You still have to know a lot about Elasticsearch

It’s just hosting the instances and managing backups, scaling, and upgrading. Which, don’t get me wrong, is still a huge burden taken away. But you still have to think about sharding, indexes, what node types you need, ILM policies, etc… If you don’t know how to setup Elasticsearch you can still run into problems with the hosted service (most likely related to sharding) that will prevent scaling.

When someone can invent a service that actually abstracts Elasticsearch away to an endpoint for ingestion and endpoints for search that’ll really be something (probably an expensive something). I feel like if Warpstream can build Kafka on S3 then maybe (maybe with S3 Express?) we could see something like that for search.

API key management is annoying

Only the user who created an API key can update it. Doesn’t matter if you’re an admin, account owner, whatever: if you need to add a new index to an API key created by someone else then you just can’t. If that user is on holiday then I guess you’ll be creating a new API key and rolling that out to your application. It’s pretty annoying.

Likewise, there’s no easy way to find which key needs updating. You’ll just get an error pointing you to the user ID that created the key, but if that user created multiple keys you’ll have to hope that your services are using the keys you expect, because there’s no way to check.

dotenv vault

TL;DR 🙂. Worked great; always found the tooling confusing

It’s clear that a lot of thought has gone into dotenv-vault. I really liked having secrets encrypted in the vault file and just needing to supply a single environment variable (the vault key) to the application. Changing application config (env vars in a non-vault world) meant updating the vault, committing it, then rebuilding and deploying the app. In our workflow that was much easier than editing environment variables. It worked perfectly, but something about the command line tooling just never quite clicked with me. I was always having to check the docs and occasionally getting confused about which commands did what. Perhaps it’s just because we didn’t change env vars all that often.

We are paying customers and at one point it looked like dotenv-vault was being sunset in favour of a new system called dotenvx, as of today I’m not sure what the future is and which system would be the one to get started with.

Twingate

TL;DR 🎉. Worked great with minimum fuss. Easy to get started. Would definitely consider using again.

When I setup our AWS infra with Pulumi I wanted to make sure that nothing was publicly accessible unless it needed to be.
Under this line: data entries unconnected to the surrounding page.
PR #52, opened 2017-02-08
Minor changes to support caching

chrisandreae:
* Shared references no longer share `prune`/`include` serialize context from their root.
* `prune`/`include` normalization is now no longer private, so that library users can compare normalized specifications.
* `VM::AR#find` now supports multiple records, like modern AR's find.
* `dependent_viewmodels`/`deep_schema_version` now have the option to exclude shared references.

### DIFF
--- a/lib/view_model/active_record.rb
+++ b/lib/view_model/active_record.rb
@@ -127,19 +127,31 @@ class ViewModel::ActiveRecord < ViewModel::Record
       assocs.each { |assoc| association(assoc, **args) }
     end
 
-    ## Load an instance of the viewmodel by id
-    def find(id, scope: nil, eager_include: true, serialize_context: new_serialize_context)
+    ## Load instances of the viewmodel by id(s)
+    def find(ids, scope: nil, eager_include: true, serialize_context: new_serialize_context)
       find_scope = self.model_class.all
       find_scope = find_scope.merge(scope) if scope
 
-      ref = ViewModel::Reference.new(self, id)
-      model = ViewModel::DeserializationError::NotFound.wrap_lookup(ref) do
-        find_scope.find(id)
+      find_all = ids.is_a?(Array)
+      ids = Array.wrap(ids)
+
+      models = find_scope.where(id: ids).to_a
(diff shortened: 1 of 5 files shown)


lib/view_model/active_record.rb
```diff
@@ -218,25 +218,26 @@ def eager_includes(serialize_context: new_serialize_context)
...
+          vm.dependent_viewmodels(seen, include_shared: include_shared)
         end
       end
 
       seen
     end
 
-    def deep_schema_version
-      @deep_schema_version ||=
+    def deep_schema_version(include_shared: true)
```
thefloweringash: If you're feeling enthusiastic having tests for this would be nice.

lib/view_model/active_record.rb
```diff
@@ -127,19 +127,31 @@ def associations(*assocs, **args)
...
+    ## Load instances of the viewmodel by id(s)
+    def find(ids, scope: nil, eager_include: true, serialize_context: new_serialize_context)
       find_scope = self.model_class.all
       find_scope = find_scope.merge(scope) if scope
 
-      ref = ViewModel::Reference.new(self, id)
-      model = ViewModel::DeserializationError::NotFound.wrap_lookup(ref) do
-        find_scope.find(id)
+      find_all = ids.is_a?(Array)
+      ids = Array.wrap(ids)
```
thefloweringash: The error message when ids contains a duplicate is potentially confusing.

lib/view_model/serialize_context.rb
```diff
@@ -52,12 +61,14 @@ def extract_referenced_views!
...
     def serialize_references(json)
+      reference_context = self.for_references
+
       seen = Set.new
       while seen.size != @references.size
         @references.each do |ref, value|
           if seen.add?(ref)
             json.set!(ref) do
-              ViewModel.serialize(value, json, serialize_context: self)
+              ViewModel.serialize(value, json, serialize_context: reference_context)
```
thefloweringash: Yay principles!

PR #54, opened 2017-02-14
Render viewmodels after commit

thefloweringash:
Prevents DoubleRenderError when the commit fails. Typically applications
will `rescue_from` with some kind of `render` based handler. If we've
rendered inside the transaction then transaction failures will always
double render.

### DIFF
--- a/lib/view_model/controller.rb
+++ b/lib/view_model/controller.rb
@@ -84,12 +84,6 @@ module ViewModel::Controller
   end
 
   def render_json_string(response, status:)
-    ## jbuilder prevents this from working
-    ##  - https://github.com/rails/jbuilder/issues/317
-    ##  - https://github.com/rails/rails/issues/23923
-
-    # render(json: response, status: status)
-
-    render(plain: response, status: status, content_type: 'application/json')
+    render(json: response, status: status)
   end
 end
--- a/lib/view_model/controller.rb
+++ b/lib/view_model/controller.rb
@@ -9,8 +9,13 @@ module ViewModel::Controller
     end
   end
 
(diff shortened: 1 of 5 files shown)


thefloweringash:
This approach moves rendering outside of the transaction and attempts to ensure that all database access is completed within the transaction via preloading. There's the possibility of a mistake here, or worse, a requirement to load from the database in serialization.

The other approach is to try to bypass the exception from rails. At top level I believe the renderers are rack based, the return value is nicely propagated, and render is just an adapter for this. Conceptually there's no problem replacing a response, practically, *shudder*.

chrisandreae:
Dropping the safety of transactions makes me feel kind of anxious. I take your point that getting Rails to respect a replacement render would require digging deeper into the implementation internals than we'd like.
How about serializing the viewmodels to JSON or Hash inside the transaction and rendering the result outside it?

chrisandreae:
Could provide some scaffolding for it in ViewModel::Controller too, so it's not quite so fiddly. Something like `intemediate = prerender_viewmodel(...); end; render_viewmodel(intermediate)`

thefloweringash:
Did scaffolding as described above. Currently pretending we have an intermediate type that isn't JSON, so we can change it if we need to.

lib/view_model/controller.rb
```diff
@@ -10,7 +10,12 @@ module ViewModel::Controller
   end
 
   def render_viewmodel(viewmodel, status: nil, serialize_context: viewmodel.class.try(:new_serialize_context))
```
chrisandreae: doesn't pass a block to `prerender_viewmodel`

I also took a pass over the click-ops infra that had been setup before I started, and restricted access to that where possible. So now we needed a way for engineers to connect to the infra. Enter Twingate, “a central Zero Trust orchestration layer”.

I found it very easy to deploy tiny Twingate EC2 connectors into our VPCs, or Twingate containers into k8s. There’s a Pulumi integration, too, which worked. My only tiny niggle was it felt like I was constantly being emailed to upgrade because a patch or minor version had been released. To their credit, I could go a long time without updating and I don’t think it ever caused a problem, but it was hard to tell whether any particular release mattered to me, because there were so many of them.
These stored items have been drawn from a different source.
PR #57, opened 2017-03-07
viewmodel changes should be recorded as strings

chrisandreae:
Fix this, and add a test.

### DIFF
--- a/lib/view_model/active_record/update_operation.rb
+++ b/lib/view_model/active_record/update_operation.rb
@@ -49,7 +49,7 @@ class ViewModel::ActiveRecord
     end
 
     def association_changed!(association_name)
-      @changed_associations << association_name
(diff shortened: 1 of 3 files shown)


lib/view_model/active_record/update_operation.rb
```diff
@@ -49,7 +49,7 @@ def built?
     end
 
     def association_changed!(association_name)
-      @changed_associations << association_name
+      @changed_associations << association_name.to_s
```
thefloweringash: Yay this fixes it, but did you find out where the discrepancy comes from? Since most of our code works, would it be clearer to use `raise unless string`?

thefloweringash:
As discussed, the particular storage of these is exposed again via `changes_contained_to?`, normalise that too?

chrisandreae:
Done as requested :)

The Mac app worked like a charm: try to connect to Postgres and it would pop a notification asking me to authenticate. If I got through the Google SSO process fast enough the database client might even connect before it timed out. The app lowers the barrier for anyone wanting to connect to the infrastructure. No arcane command line incantations, no VPN messing up the rest of your internet (I know it doesn’t have to be that way). It worked and then it stayed out of the way.